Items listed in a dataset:
PR #288, opened 2016-06-13
search index: fall back to file modified if there's no git time

garrett:
Forked from #284 — basically, fall back to using the modified file time on the FS if there's no git time.

When search indexing occurs, it looks for a datetime stamp in the metadata first, then in git (if it doesn't find it), and now also in the file's mtime if it is not found it git.

This covers the case when someone is building the site but hasn't checked in a file quite yet. (Basically: Development work.)


duck-rh:
LGTM

PR #290, opened 2016-06-14
Update page to include the guest OS freezing

dyaniv:


source/develop/release-management/features/storage/backup-restore-api-integration.html.md
```diff
@@ -167,7 +167,7 @@ N/A
 
 *   Live snapshot : Done. Available in oVirt.
 *   Live Merge: Done. Available in oVirt.
-*   Qemu-ga: To be integrated.
+*   Guest Quiesce for Application-Level Consistency in Windows\Linux: Done. Available in oVirt.
```
mureinik: "Windows\Linux" should be "Windows/Linux". Also, it's probably worth mentioning **somewhere** (probably not in this patch) that the guest agent is required.

dyaniv: Done.

PR #297, opened 2016-06-19
vdsm devel: Require python3-yaml (for fedora)

EdDev:
Adding a require py3 package: yaml.


EdDev:
@mmirecki, @bronhaim, could you please review?

Issue #181, opened 2016-04-17
automatic page-level "table of contents" menus


didib:
In the old site, many/most pages had "Contents" automatically generated based on their internal section/subsection hierarchy. IMO we should have that by default for most pages of the new site, perhaps with a simple option to turn off/on. I searched a bit and could not find how to do that and/or whether it's supposed to be supported.

As an example, compare these:

http://old.ovirt.org/Hosted_Engine_Howto

https://www.ovirt.org/documentation/how-to/hosted-engine/

In addition, sections/subsections should be links to themselves, e.g. the title "Migrate existing setup to a VM", both in the menu and in the body, should be a link to the already-working URL:

https://www.ovirt.org/documentation/how-to/hosted-engine/#migrate-existing-setup-to-a-vm

(And, BTW, it will be nice if pressing this link will open it with the section title below the top bar, instead of being covered by it, as it is now at least for me (firefox 45)).

garrett:
I thought I had the ToC code on oVirt.org, but only had it on the RDO website. I've pulled the commits over and tested it locally. As soon as PR #304 is merged, you will have the ability to use the "toc" layout to easily have a generated table of contents for nearly any page (aside from feature pages).

To use, set a `layout` field in the frontmatter to `toc`. In other words, at the top of a file, you'd want something like this:

```
---
title: Some page
layout: toc
---

# Some page

## Details about some page

Things!
```

As you see, in the frontmatter block (the metadata for the page), there is a `layout: toc`. This one command instructs Middleman to do all the necessary stuff to generate a nicely formatted table of contents.

garrett:
I have added a pull request to address your "BTW" about anchor offsetting @ PR #309 — and added a little highlight when the content is linked too (to make it a little more obvious).

gregsheremeta:
closing old issues

PR #304, opened 2016-06-20
add toc (table-of-contents) layout

garrett:
Ported directly from the RDO website (thought it existed on oVirt too — I guess it was an oversight)


garrett:
This addresses #181.

PR #334, opened 2016-06-26
hosted-engine-host-OS-upgrade: Minor fixes

didib:
typo chane->change
'`' for inline code


duck-rh:
There was a CI problem (https://www.traviscistatus.com/) so could you please rebase your branch, which should trigger another CI job.

PR #374, opened 2016-07-20
fix changelog lists in 3.6 release page

rstory:
changelogs on release pages are all one big long wrapped line. I think this will get it to bulleted lists as intended, though it's hard to tell for sure since github preview is a little different that the actual live site.


sandrobonazzola:
Thanks! :+1:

→ TASK DETAILS: Within the entries above, count the lines that include "frontmatter". The answer is that number alone.

→ REPLY: 2